## YOUR INSTRUCTIONS
In the entries below, find each line bearing the string "different" and copy it.

★ ★ ★ ★ ★

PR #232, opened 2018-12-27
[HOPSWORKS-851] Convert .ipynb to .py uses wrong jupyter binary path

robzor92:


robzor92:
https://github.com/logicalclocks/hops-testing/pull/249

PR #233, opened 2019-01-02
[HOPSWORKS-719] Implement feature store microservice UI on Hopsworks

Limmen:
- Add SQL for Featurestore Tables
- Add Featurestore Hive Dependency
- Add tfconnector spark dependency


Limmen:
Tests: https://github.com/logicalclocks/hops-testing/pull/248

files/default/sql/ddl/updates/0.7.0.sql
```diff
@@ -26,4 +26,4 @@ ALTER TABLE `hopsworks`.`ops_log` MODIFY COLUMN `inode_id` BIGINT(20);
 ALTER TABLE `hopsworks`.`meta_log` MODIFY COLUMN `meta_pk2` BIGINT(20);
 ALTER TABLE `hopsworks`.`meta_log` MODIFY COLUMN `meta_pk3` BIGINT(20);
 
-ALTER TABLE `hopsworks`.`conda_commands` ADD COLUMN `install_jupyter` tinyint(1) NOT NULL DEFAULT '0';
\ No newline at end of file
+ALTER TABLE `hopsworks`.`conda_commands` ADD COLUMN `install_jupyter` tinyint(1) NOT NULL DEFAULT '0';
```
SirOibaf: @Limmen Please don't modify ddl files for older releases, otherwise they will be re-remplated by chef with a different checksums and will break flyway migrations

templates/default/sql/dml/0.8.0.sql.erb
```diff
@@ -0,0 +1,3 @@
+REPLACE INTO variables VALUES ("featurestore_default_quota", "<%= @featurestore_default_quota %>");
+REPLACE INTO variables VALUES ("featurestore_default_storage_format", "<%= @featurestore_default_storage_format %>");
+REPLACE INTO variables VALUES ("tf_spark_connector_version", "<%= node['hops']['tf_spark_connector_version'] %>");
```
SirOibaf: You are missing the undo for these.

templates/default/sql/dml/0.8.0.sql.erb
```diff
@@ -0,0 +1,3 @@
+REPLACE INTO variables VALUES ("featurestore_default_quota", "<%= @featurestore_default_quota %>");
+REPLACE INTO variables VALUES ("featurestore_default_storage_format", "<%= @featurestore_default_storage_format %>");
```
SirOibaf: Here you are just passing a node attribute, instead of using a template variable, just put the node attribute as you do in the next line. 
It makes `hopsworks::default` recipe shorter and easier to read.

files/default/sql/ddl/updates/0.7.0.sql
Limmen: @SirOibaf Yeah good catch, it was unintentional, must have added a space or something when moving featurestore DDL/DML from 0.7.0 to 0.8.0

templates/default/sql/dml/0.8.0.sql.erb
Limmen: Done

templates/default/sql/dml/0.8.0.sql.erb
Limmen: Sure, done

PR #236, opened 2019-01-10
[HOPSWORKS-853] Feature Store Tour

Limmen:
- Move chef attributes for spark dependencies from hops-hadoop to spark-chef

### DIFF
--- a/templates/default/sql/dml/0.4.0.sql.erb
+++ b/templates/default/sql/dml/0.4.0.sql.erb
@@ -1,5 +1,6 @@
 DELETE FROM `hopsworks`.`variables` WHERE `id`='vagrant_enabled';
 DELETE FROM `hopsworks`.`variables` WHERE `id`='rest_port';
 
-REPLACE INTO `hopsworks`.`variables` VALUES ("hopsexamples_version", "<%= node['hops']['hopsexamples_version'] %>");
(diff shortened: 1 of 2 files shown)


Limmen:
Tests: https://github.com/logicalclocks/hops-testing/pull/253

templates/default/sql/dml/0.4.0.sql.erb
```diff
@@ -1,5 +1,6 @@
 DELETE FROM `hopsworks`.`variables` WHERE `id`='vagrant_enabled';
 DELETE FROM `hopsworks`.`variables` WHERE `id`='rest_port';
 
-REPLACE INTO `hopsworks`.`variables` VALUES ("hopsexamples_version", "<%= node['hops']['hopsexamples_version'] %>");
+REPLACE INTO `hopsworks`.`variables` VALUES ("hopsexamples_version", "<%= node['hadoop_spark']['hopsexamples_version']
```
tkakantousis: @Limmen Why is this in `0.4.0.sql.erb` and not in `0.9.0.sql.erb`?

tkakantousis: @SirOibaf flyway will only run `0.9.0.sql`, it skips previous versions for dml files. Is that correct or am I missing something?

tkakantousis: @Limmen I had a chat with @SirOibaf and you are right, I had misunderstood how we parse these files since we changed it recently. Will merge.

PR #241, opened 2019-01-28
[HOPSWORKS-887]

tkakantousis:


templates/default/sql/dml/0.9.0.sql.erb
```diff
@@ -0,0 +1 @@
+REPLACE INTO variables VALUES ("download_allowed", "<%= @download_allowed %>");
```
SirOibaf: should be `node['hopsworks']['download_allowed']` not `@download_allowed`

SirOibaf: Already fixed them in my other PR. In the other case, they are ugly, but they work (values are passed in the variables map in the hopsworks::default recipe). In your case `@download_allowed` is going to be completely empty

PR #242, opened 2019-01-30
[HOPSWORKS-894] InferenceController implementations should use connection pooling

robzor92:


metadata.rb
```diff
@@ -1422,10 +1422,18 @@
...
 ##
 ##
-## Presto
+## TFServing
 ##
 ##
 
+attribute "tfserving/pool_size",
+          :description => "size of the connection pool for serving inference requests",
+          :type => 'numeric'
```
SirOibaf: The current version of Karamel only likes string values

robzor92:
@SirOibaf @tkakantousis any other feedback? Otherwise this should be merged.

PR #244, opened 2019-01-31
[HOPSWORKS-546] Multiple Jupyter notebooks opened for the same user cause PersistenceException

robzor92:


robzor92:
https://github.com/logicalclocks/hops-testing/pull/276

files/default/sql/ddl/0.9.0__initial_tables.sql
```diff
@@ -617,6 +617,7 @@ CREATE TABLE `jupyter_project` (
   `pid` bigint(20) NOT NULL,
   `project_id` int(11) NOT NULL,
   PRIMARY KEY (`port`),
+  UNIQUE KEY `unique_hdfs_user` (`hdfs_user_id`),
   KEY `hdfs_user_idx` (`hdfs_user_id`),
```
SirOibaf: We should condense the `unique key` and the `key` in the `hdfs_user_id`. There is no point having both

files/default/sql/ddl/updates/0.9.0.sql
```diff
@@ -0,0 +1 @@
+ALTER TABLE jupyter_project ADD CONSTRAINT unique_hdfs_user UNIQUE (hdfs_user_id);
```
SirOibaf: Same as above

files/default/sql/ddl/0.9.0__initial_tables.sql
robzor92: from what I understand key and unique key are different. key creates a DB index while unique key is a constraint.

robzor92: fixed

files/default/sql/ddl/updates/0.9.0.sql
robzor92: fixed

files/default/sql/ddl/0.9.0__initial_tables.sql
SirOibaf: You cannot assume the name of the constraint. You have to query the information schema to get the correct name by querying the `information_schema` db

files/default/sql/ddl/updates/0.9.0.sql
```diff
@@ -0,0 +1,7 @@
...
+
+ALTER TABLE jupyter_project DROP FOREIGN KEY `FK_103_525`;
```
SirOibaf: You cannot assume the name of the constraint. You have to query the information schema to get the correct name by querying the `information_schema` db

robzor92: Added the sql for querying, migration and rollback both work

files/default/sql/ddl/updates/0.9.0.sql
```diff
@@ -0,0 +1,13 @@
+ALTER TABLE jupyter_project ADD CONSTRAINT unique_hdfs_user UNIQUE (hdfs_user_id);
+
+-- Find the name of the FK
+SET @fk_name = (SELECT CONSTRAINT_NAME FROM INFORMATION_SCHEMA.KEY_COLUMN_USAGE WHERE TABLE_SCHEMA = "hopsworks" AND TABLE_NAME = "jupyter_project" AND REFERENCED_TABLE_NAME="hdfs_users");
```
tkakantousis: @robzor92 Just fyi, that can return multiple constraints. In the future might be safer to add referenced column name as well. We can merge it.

★ ★ ★ ★ ★

## TASK SOLUTION
SirOibaf: @Limmen Please don't modify ddl files for older releases, otherwise they will be re-remplated by chef with a different checksums and will break flyway migrations
robzor92: from what I understand key and unique key are different. key creates a DB index while unique key is a constraint.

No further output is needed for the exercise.